In the mode's description, the code block for the tile rows would take 21 words (42 bytes, so 336 bytes for a tile). What I was thinking about whether it was possible to trim this down considerably for an attribute mode like result (which Yllawwally uses in his rougelike: only 2 colors per tile). This seems very much possible!
Code: Select all
common:
out PIXOUT, ZL
movw ZL, r0
add ZH, r6 ; Block base for the row (at a 256 word boundary)

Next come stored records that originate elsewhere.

PR #280, opened 2020-03-26
fix: delete stale environments

FLoppix:
# Purpose of PR
Adding a script that checks if there are any stale environments from a previous integration test run that has not finished. Will check for environments that are older than `1 day` for now and remove them. Environments that are `master` or have the name `test` in it are not considered.

## PR Checklist

- [x] Tests are passing


test/integration/index.js
```diff
@@ -4,6 +4,7 @@ const asyncRetry = require('async-retry')
 const buildExtensions = require('./tasks/build-extensions')
 const deployExtensions = require('./tasks/deploy-extensions')
 const createEnvironment = require('./tasks/create-new-enviromenment')
+// const deleteStaleEnvironments = require('./tasks/delete-stale-environments')
```
davidfateh: Can this be removed?

test/integration/index.js
```diff
@@ -35,6 +36,7 @@ const cleanup = async () => {
         },
         { retries: 3 }
       )
+      // await deleteStaleEnvironments()
```
davidfateh: Removed?

suevalov: I'd place this command before creating an environment for the current test.

suevalov: And wrap it in `try catch`, we don't want to fail the whole integration script if any deletion fails.

test/integration/tasks/delete-stale-environments.js
```diff
@@ -0,0 +1,40 @@
...
+  const isProtected = name => regexps.some(rgx => new RegExp(rgx).test(name))
+
+  const isStaleEnvironment = timeStamp => {
+    const environmentDate = new Date(timeStamp).getTime()
+    const difference = new Date().getTime() - environmentDate
+    return difference >= ONE_DAY_IN_MS
+  }
+  const deletedEnvironmentIds = []
+
+  items.forEach(async environment => {
```
suevalov: 1. I would run all deletions in parallel and wait for all of them to either finish or fail. 
2. If any of deletions fail - we don't care. I think and the race condition between different CI jobs is unavoidable so there will be some failed responses for sure.

FLoppix: good point ! Will add that

test/integration/index.js
FLoppix: No just wanted @suevalov to show where I could place that script and do not want run it unless it is approved

test/integration/tasks/delete-stale-environments.js
```diff
@@ -0,0 +1,42 @@
...
+
+  await Promise.allSettled(
+    items.map(environment => {
+      const {
+        name,
+        sys: { createdAt, id }
+      } = environment
+      if (!isProtected(name) && isStaleEnvironment(createdAt)) {
+        try {
+          environment.delete()
```
suevalov: should we await this?

suevalov: I don't see there promise object is returned here

FLoppix: Sorry you were right! Was missing the `return` and `await` is not necessary since `Promise.allSettled` will handle everything until every `Promise` is resolved

test/integration/tasks/delete-stale-environments.js
```diff
@@ -0,0 +1,43 @@
...
+module.exports = async (currentSpace = getCurrentSpace) => {
+  printStepTitle('Removing stale environments')
+
+  const space = await currentSpace()
+  const environments = await space.getEnvironments()
+  const { items } = environments
+
+  // filter for relevant environments
+  const regexps = [/^master$/g, /test/g]
+  const isProtected = name => regexps.some(rgx => new RegExp(rgx).test(name))
```
jelz: I'd avoid regexps for checks that can be expressed with code

```
const isProtected = name => name === 'master' || name.includes('test')
```

test/integration/tasks/delete-stale-environments.js
```diff
@@ -0,0 +1,43 @@
...
+
+  const isStaleEnvironment = timeStamp => {
+    const environmentDate = new Date(timeStamp).getTime()
+    const difference = new Date().getTime() - environmentDate
```
jelz: `new Date().getTime()` => `Date.now()`

test/integration/tasks/delete-stale-environments.js
```diff
@@ -0,0 +1,43 @@
+const getCurrentSpace = require('../contentful-client').getCurrentSpace
+const printStepTitle = require('../utils').printStepTitle
+const sleep = require('../utils').sleep
```
jelz: nit `const { printStepTitle, sleep } = require('../utils')`

test/integration/tasks/delete-stale-environments.js
```diff
@@ -0,0 +1,43 @@
...
+    items.map(async environment => {
+      const {
+        name,
+        sys: { createdAt, id }
+      } = environment
+      if (!isProtected(name) && isStaleEnvironment(createdAt)) {
+        try {
+          deletedEnvironmentIds.push(id)
+          await sleep(200)
+          return environment.delete()
```
jelz: You need to do `return await environment.delete()` for async errors to be handled in `catch`

test/integration/tasks/delete-stale-environments.js
```diff
@@ -0,0 +1,43 @@
...
+  const deletedEnvironmentIds = []
+  await Promise.allSettled(
+    items.map(async environment => {
+      const {
+        name,
+        sys: { createdAt, id }
+      } = environment
+      if (!isProtected(name) && isStaleEnvironment(createdAt)) {
+        try {
+          deletedEnvironmentIds.push(id)
```
jelz: I'd expect the ID to be pushed once we're done with deletion.

I'd also consider collecting IDs of environments that couldn't be deleted and presenting a difference (all minus failed). Or presenting the failed ones

test/integration/tasks/delete-stale-environments.js
jelz: I'd actually run them in series... Reason: rate limits

FLoppix: Ya I learned it the hard way. Changed it to run them in a sequential order.

PR #283, opened 2020-04-09
remove guard in onConfigure* handlers

anho:
# Purpose of PR

Removing the guard in the `onConfigure*` handlers gives more flexibility to devs.

## PR Checklist

- [x] Tests are passing


davidfateh:
Looks like tests need updating.

PR #285, opened 2020-04-15
App page navigation

davidfateh:
# Purpose of PR
Adding in a new method to allow for navigation to app page locations.

## PR Checklist

- [x] Tests are passing

### DIFF
--- a/lib/navigator.js
+++ b/lib/navigator.js
@@ -1,6 +1,6 @@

dec r2 ; Count of remaining tiles
out PIXOUT, r3
breq commone
ijmp
commone:
nop
out PIXOUT, r4
code_blocks:
out PIXOUT, r4
ldi r18, bgcol
ldi r19, fgcol
mov ZL, r18/r19 ; Px. 3 of tile
out PIXOUT, r18/r19 ; Px. 0 of tile
ld r0, X+ ; Tile index
mov r3, r18/r19 ; Px. 4 of tile
out PIXOUT, r18/r19 ; Px. 1 of tile
mul r0, r5 ; Code block size: 13 words
mov r4, r18/r19 ; Px. 5 of tile
out PIXOUT, r18/r19 ; Px. 2 of tile
jmp common
An even smaller alternative is the following concept:
Code: Select all
common:
out PIXOUT, r1
breq commone
mul r0, r4 ; Code block size: 11 words
out PIXOUT, r2
movw ZL, r0
add ZL, r6 ; Block base for the row, low
adc ZH, r7 ; Block base for the row, high
out PIXOUT, r3
ijmp
commone:
nop
out PIXOUT, r2
lpm r0, Z
out PIXOUT, r3
code_blocks:
movw ZL, cpair ; A reg. pair supplying the color set
out PIXOUT, ZL/ZH ; Px. 0 of tile
mov r1, ZL/ZH ; Px. 3 of tile
mov r2, ZL/ZH ; Px. 4 of tile
mov r3, ZL/ZH ; Px. 5 of tile
out PIXOUT, ZL/ZH ; Px. 1 of tile
ld r0, X+ ; Tile index
dec r5 ; Count of remaining tiles
out PIXOUT, ZL/ZH ; Px. 2 of tile
jmp common
The freely colorable alternative can also be brought down to 11 words for a code block if you are willing to make a bit more elaborate code block generator for it:
Code: Select all
common:
out PIXOUT, r1
mul r0, r4 ; Code block size: 11 words
movw ZL, r0
out PIXOUT, r2
dec r5 ; Count of remaining tiles
breq commone
add ZH, r7 ; Block base for the row (at a 256 word boundary)
out PIXOUT, r3
ijmp
commone:
out PIXOUT, r3
code_blocks:
ldi ZL, bgcol ; Or "ldi ZH, fgcol" depending on first pixel
out PIXOUT, ZL/ZH ; Px. 0 of tile
ldi ZH, fgcol ; Or "ldi ZL, bgcol" depending on first pixel
mov r1, ZL/ZH ; Px. 3 of tile
mov r2, ZL/ZH ; Px. 4 of tile
out PIXOUT, ZL/ZH ; Px. 1 of tile
ld r0, X+ ; Tile index
mov r3, ZL/ZH ; Px. 5 of tile
out PIXOUT, ZL/ZH ; Px. 2 of tile
jmp common
Note that all scanline cores read past the VRAM line one byte (since the "ld r0, X+" instruction comes before the line termination check). The proper entry is calculating the first tile like in the "common" code, setting up the remaining tiles appropriately (such as to 60), then executing an "ijmp" to the code blocks.
Palette effects are possible with all variants, the most obvious is the second form where color pairs are used fetched from registers, but you can also replace the "ldi" instructions in the others to "mov"s to load from a set of colors filled in somewhere in HSync.
Hope this could help realizing some high-res ideas!